Glider crash near Reno September 2nd 2018 (retitled from "yesterday"
On Tuesday, October 2, 2018 at 4:04:09 AM UTC-7, Dan Daly wrote:
Retitled from "yesterday" to make future searches easier.
Unfortunately, medical issues in the cockpit can jam the controls. This happened to a friend of mine when a walk up passenger had a epileptic seizure on tow. The passenger pulled hard back on the stick in a Blanik. It resulted in vertical climb, broke the rope and then impacted the ground killing the passenger in the front seat and severely injuring my friend in the back seat. This happened at El Tiro in the late 80's while I was there. A medical issue can explain several things. Times of control and times of chaos, not bailing out because he is your friend and you are trying to save his life. The high G maneuver at the end certainly caused them to blackout. Remember, the whole thing started at 14,500 when they started heading east away from the direction the contest start line over Truckee. All this we have good records of their flight trace via the PFlarm data from takeoff to heading east over Rose after thermalling with another glider. Then things got crazy as they lost over 4000 ft in 2 minutes and a I witnesses saw them at around 10k doing these crazy maneuvers out of control.
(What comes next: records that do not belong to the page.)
PR #1205, opened 2026-08-02
feat(linux): support external app-server attachment

kortylokai-web:
## Summary

- Add a disabled-by-default `external-app-server-attachment` Linux feature so Codex Desktop can attach to an existing, same-user local Codex app-server without starting, stopping, locking, reclaiming, or unlinking the external authority.
- Validate the attachment descriptor, its parent directory, the Unix socket endpoint, ownership, permissions, file type, and replacement races. After attachment is selected, unsafe or stale state fails closed instead of falling back to Desktop-managed app-server startup.
- Extend the generic Linux-feature framework with manifest-declared capabilities and conflicts, deterministic capability aggregation in build info, and an early, side-effect-free launcher `--print-build-info` surface. The new feature conflicts with `shared-app-server-socket`; that existing feature remains byte-identical to `origin/main`.
- Keep the default build and behavior unchanged. User-visible behavior changes only when `external-app-server-attachment` is explicitly enabled.
- Source-of-truth changes are limited to `linux-features/external-app-server-attachment/`, `scripts/lib/linux-features.js`, `scripts/lib/build-info.js`, `launcher/start.sh.template`, adjacent tests, and `docs/linux-features-architecture.md`. No generated output or package-format-specific payload is changed.
- No linked issue: a current upstream search found no open issue or pull request covering external app-server attachment. Known limitations are intentional: one trusted same-user local Unix socket descriptor is supported, and the feature is `required-upstream`, so enabled-feature patch drift blocks candidate promotion. No follow-up work is intentionally left out.

## Validation

- Validation environment: `TMPDIR=/tmp`; `CODEX_CLI_PATH` pointed to a validated `codex-cli 0.146.0` binary.
- `node --test linux-features/shared-app-server-socket/test.js linux-features/external-app-server-attachment/test.js scripts/lib/linux-features.test.js scripts/patch-linux-window-ui.test.js`: 540 passed, 0 failed, 0 skipped, including both real-Codex socket integrations.
- `./scripts/ci-local.sh pr`: exit 0. The core Node matrix reported 1,585 passed, 0 failed, and 3 skipped; Rust suites and Debian, RPM, and pacman package gates passed.
- Live acceptance against ChatGPT Desktop `26.727.51351` and Codex CLI `0.146.0` using a standalone same-user app-server: Desktop attached through `codex app-server proxy`, observed the same task universe, reflected live message and goal updates, reconnected after Desktop quit without restarting the external authority, fell back normally without a descriptor, and failed before Electron startup when the configured socket was unavailable.
- `git diff --check origin/main...HEAD`: passed.
- `git diff --exit-code origin/main -- linux-features/shared-app-server-socket` and tree-object comparison: passed; both trees are `f0622b4b55062293dee59a78be149717bb6aeb46`.
- Maximum-reasoning final diff review: 0 Critical, 0 Important, and 0 Minor findings. The reviewer reran the focused matrix at 540 passed, 0 failed, and 0 skipped.
- Environment limitation observed during review: a repository-local long `TMPDIR` exceeded the Unix-domain socket path limit in the unchanged shared-feature integration test. Re-running with `TMPDIR=/tmp` passed both real-Codex integrations; this is a test-environment path-length constraint, not a product regression.

## Checklist


kortylokai-web:
The `Rust and Smoke Tests` failure appears unrelated to this PR.

`killed_npm_supervisor_cleans_descendants_before_lock_release` timed out waiting for `cli-preflight` to exit. This PR does not modify `updater/`, `Cargo.toml`, or `Cargo.lock`, and the preceding updater unit suite passed 316/316.

Running the exact test locally consistently fails at a different process-lifecycle boundary: the npm process group disappears before the liveness assertion. This suggests the existing test is timing-sensitive rather than exposing a regression from this PR.

I don’t have permission to re-run the failed job. Could a maintainer please re-run it?

Failed run: https://github.com/ilysenko/codex-desktop-linux/actions/runs/30770278887/job/91556136249

ilysenko (changes requested):
Thank you very much for the substantial amount of work that went into this PR. The implementation is clearly thoughtful, and we especially appreciate the care taken around descriptor validation, lifecycle ownership, and test coverage.

After reviewing both the technical implementation and the long-term product fit, we do not currently see enough evidence that external app-server attachment is a broadly needed repository feature that the project should commit to supporting. It serves a specialized workflow built around an externally supervised app-server, and even as a disabled-by-default feature it would add a significant permanent maintenance surface: more than 2,000 lines, a current-DMG-sensitive ASAR patch, launcher changes, and new generic build-info/capability APIs.

For that reason, we believe the best home for this integration is `linux-features/local/external-app-server-attachment/`, where it can remain available for your setup without creating an ongoing compatibility and support obligation for every future upstream release. This is not a criticism of the quality of the work; it is primarily a scope and ownership decision.

There are also several technical blockers in the current version:

1. A present but invalid descriptor does not actually fail closed. The reader exits nonzero, but the generic launcher logs the launcher-hook failure and continues without `ATTACH_ONLY`, allowing Desktop to fall back to its ordinary managed app-server. That contradicts the feature’s main safety guarantee.
2. The transport matcher accepts a no-`hasConnected` lifecycle that is not present in the current 26.727.51351 DMG. Keeping this additional upstream shape conflicts with the repository’s current-DMG-only policy.
3. The generic `linuxCapabilities`, build-info, and `--print-build-info` changes are independently meaningful core APIs and are separable from the attachment transport itself. They should not be introduced as part of this specialized integration.
4. Rewriting the socket as `/proc/<pid>/fd/<fd>/<basename>` can make an otherwise valid Unix socket path exceed the AF_UNIX pathname limit.

Given the product-fit concern, we do not want to ask you to spend more time resolving all of these points for a repository merge unless broader demand and ownership are established first. We would be grateful if you kept the integration as a local feature for the workflow that needs it. Thank you again for the careful contribution and for understanding the project-maintenance tradeoff.

kortylokai-web:
@ilysenko, sorry for the late reply, and thanks for the detailed review. I understand the concern about adding and maintaining this integration upstream.

I have addressed the three actionable implementation issues in separate follow-up commits on the source branch:

- a present malformed, unsafe, unreadable, or unsupported descriptor now fails closed before ordinary transport selection;
- the transport matcher now requires the current `this.hasConnected=!0` lifecycle shape;
- the proxy uses the validated socket parent as its working directory and receives only the socket basename, avoiding Unix socket path-length expansion while preserving the validated parent identity.

I retained the bounded capability/build-info surface because [Codex Session Control](https://github.com/agentlehub/codex-session-control) uses it to verify Desktop compatibility before enabling attachment. Codex Session Control is an open-source MCP server for observing and controlling live Codex sessions, and I maintain it under the `agentlehub` GitHub organization. If you would like to see it in action, you are welcome to try it; the README includes the setup instructions.

The fixes are available on the [original source branch](https://github.com/kortylokai-web/codex-desktop-linux/tree/feat/external-app-server-attachment). I will maintain this integration in the [`agentlehub/codex-desktop-linux`](https://github.com/agentlehub/codex-desktop-linux) fork so Codex Session Control users have a supported Desktop build. If Codex Session Control gains broader adoption and there is clearer evidence of user demand for this integration, I may ask whether you would be open to revisiting this decision.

This timeline is important to understanding what happened. IF any of this is true, then this brings up the subject of anyone flying with a safety pilot with a known problem. Flying in a two place plane has never been more complicated in my mind. I have and have not flown with people with known medical problems by my choice. Going forward it will never happen again nor will I ever consider asking someone to be that safety pilot.
We might never know what really happened, but all the time and effort to try and understand is a healthy exercise for our community. Imagine if nothing was being said, that would add to this already tragic event.